Sunday, June 01, 2008

WikiProteins - May the community be with you

"We call on a 'million minds' to annotate a 'million concepts' and to collect facts from the literature with the reward of collaborative knowledge discovery. The system is available for beta testing at wikiprofessional.org" [DOI 10.1186/gb-2008-9-5-r89]
The author list is impressive (e.g. Jimmy, Prof. Ashburner), as well is the number of communities and organizations (PubMed, Google, Yahoo, UniProt). Of course is this not a guarantee for success, but at least is it interesting that those people have started talking to each other. I guess they all want to tacke a challenging scientific problem, which is creating knowledge out of information noise. Very impressive, indeed!
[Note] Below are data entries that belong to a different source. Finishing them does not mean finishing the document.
Issue #513, opened 2022-04-20
Interrupting installation leaves inconsistent state and if resumed fails


cmichi:
If `cargo install cargo-contract --force` is interrupted with Ctrl + C it leaves an inconsistent temp dir and the installation cannot be resumed due to `_Cargo.toml` no longer being available (because it's already named `Cargo.toml` at that point).

PR #571, opened 2022-05-19
Fix bug when `cargo-contract` installation had been interrupted

cmichi:
Fixes https://github.com/paritytech/cargo-contract/issues/513.

If the crate installation had been interrupted the file `_Cargo.toml` had already been renamed to `Cargo.toml`. If the installation was resumed the `_Cargo.toml` was no longer found. This resulted in the panic `Failed renaming _Cargo.toml to Cargo.toml: File not found.`.

I fixed it by copy (with overwrite) the file `_Cargo.toml` to `Cargo.toml` instead.

### DIFF
--- a/build.rs
+++ b/build.rs
@@ -111,9 +111,9 @@ fn zip_template_and_build_dylint_driver(
     }
 
     let tmp_name = ink_dylint_driver_dir.join("Cargo.toml");
-    std::fs::rename(&original_name, &tmp_name).map_err(|err| {
+    std::fs::copy(&original_name, &tmp_name).map_err(|err| {
         anyhow::anyhow!(
-            "Failed renaming '{:?}' to '{:?}': {:?}",
+            "Failed copying '{:?}' to '{:?}': {:?}",
             original_name,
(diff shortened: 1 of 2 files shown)


athei:
Without suggesting that you should do that here (but it wouldn't be too hard): A more elegant solution would use a guard type that does the cleanup on `Drop`. This will be safe against panics.

build.rs
```diff
@@ -64,6 +64,17 @@ fn main() {
     }
 }
 
+/// Holds the path to a file meant to be temporary.
+struct TmpFileGuard(PathBuf);
+
+impl Drop for TmpFileGuard {
+    // Once the struct instance is dropped we remove the file.
```
athei, line 71:
```suggestion
    /// Once the struct instance is dropped we remove the file.
```

athei (approved):
This is fine. But you could be a total champ and put the type into a private sub module and do the copy/rename in the constructor in order to have proper RAII. We don't need the copy and stick with rename in this case even.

I created an account and the system looks very beta at the moment. This early release strategy is very normal, at least for Jimmy, which follows the release soon, release often paradigm of open source communities. When Jimmy released Wikia, he got also some negative feedback, because some people thought it was too early releasing the system. Anyway, this has not stopped us from founding the Life Science Group on Wikia, though I admit that not too many people have contributed so far. I hope that the WikiProfessional system will be able collecting enough critical brain mass for getting a good head-start.
"The first release of WikiProteins contains an embryonic version of what is intended to be developed into a fully functional WikiProfessionals in 2008 and beyond. Users are able to review their pre-constructed (recent) publication list and create their Knowlet before registration. With an increasing number of authors having curated their own Knowlet(s) in the system, creating communities of expertise and indicating their availability for comments and peer review, instant messaging and web conferencing will become available in the system." [DOI 10.1186/gb-2008-9-5-r89]
The system highlights three major use cases:
  • Community annotation: The basic principle of community annotation is that computers and experts interact in an iterative process of mining and curation.
  • Knowledge browsing: This will allow users browsing through the concept space of interesting relationships.
  • Collaborative knowledge discovery (example): When the connections in the concept space around antimalarials and tegafur are explored further, it becomes immediately obvious how logical it would be to reason that tegafur might indeed inhibit growth of malaria parasites, at least in vitro.
May the community be with you ...

Reference
  • Article (macmwdomchmpplbmbwmmrbb08)
    Mons, B.; Ashburner, M.; Chichester, C.; van Mulligen, E.; Weeber, M.; den Dunnen, J.; van Ommen, G.; Musen, M.; Cockerill, M.; Hermjakob, H.; Mons, A.; Packer, A.; Pacheco, R.; Lewis, S.; Berkeley, A.; Melton, W.; Barris, N.; Wales, J.; Meijssen, G.; Moeller, E.; Roes, P.; Borner, K. & Bairoch, A.
    Calling on a million minds for community annotation in WikiProteins
    Genome Biol, 2008, 9, R89. DOI 10.1186/gb-2008-9-5-r89. PMID 18507872
  • Six degrees of drug design, Mining Drug Space, 2007-08-17.
  • Six sigma in drug design, Mining Drug Space, 2007-09-15.

1 comments:

Joerg Kurt Wegner said...

Anyone interested in this might also have read the Nascent post, and might be interested in this literature service development job, too. Actually, this is an interesting topic, especially for people which like literature management or in general information management.